Beginning of the End
In January of 1952, an incident occurred in Turing’s personal life that would have a profound effect on his future.
Although it was no secret among friends and colleagues that Turing was a homosexual, in that it was a punishable crime in the UK, he never let it be publicly known.
On the night of January 23, however, Turing’s house was burgled, and police traced the missing items to a 19-year-old man named Arnold Murray, who, when confronted, told police he and Turing were personally acquainted. When Turing admitted a sexual relationship with Murray, the two were charged with “gross indecency” under the UK Criminal Law Amendment Act 1885.
Having pleaded guilty to the charges, on March 31, 1952, Turing was convicted and given a choice between imprisonment and probation; probation contingent on agreeing to subjection to “chemical castration.”
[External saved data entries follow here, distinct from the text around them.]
PR #14871, opened 2016-07-06
docs(guide/Directives): remove confusing definition object message

jdai8:

Docs update

- [x ] The commit message follows our guidelines: https://github.com/angular/angular.js/blob/master/CONTRIBUTING.md#commit-message-format

**Other information**:

Prior to this point, the doc does not mention returning a postLink function, and all the examples use the definition object form. New readers could misinterpret "returning a function" as returning the factory function mentioned in the previous section.

Since this page is only a "gentle introduction" to directives, using the definition object is a best practice, and the message is already echoed in the docs for [$compile](https://docs.angularjs.org/api/ng/service/$compile), I think we should just remove the message altogether.


jdai8:
I signed it!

Though permitted to keep his university position (symbolically), Turing’s conviction led to the removal of his security clearance, which prevented him from continuing as a cryptographic consultant for the British Government Communications Headquarters.
Late in 1952, Turing was denied entry into the US because of his conviction. But since several other European countries (including Norway) were more tolerant of homosexuals, Turing spent time there, trying to build new relationships–including one with a man named Kjell Carlson. Kjell attempted to visit Turing in the UK, but UK authorities intercepted their correspondence and prevented Kjell from entering the country.
On June 8, 1954, at the age of 41, Alan Mathison Turing was found dead at his Wilmslow home in Cheshire, England, by his housekeeper.
A postmortem held that evening determined that Turing had died the previous day due to cyanide poisoning. An inquest held the following day established the official cause of death as suicide.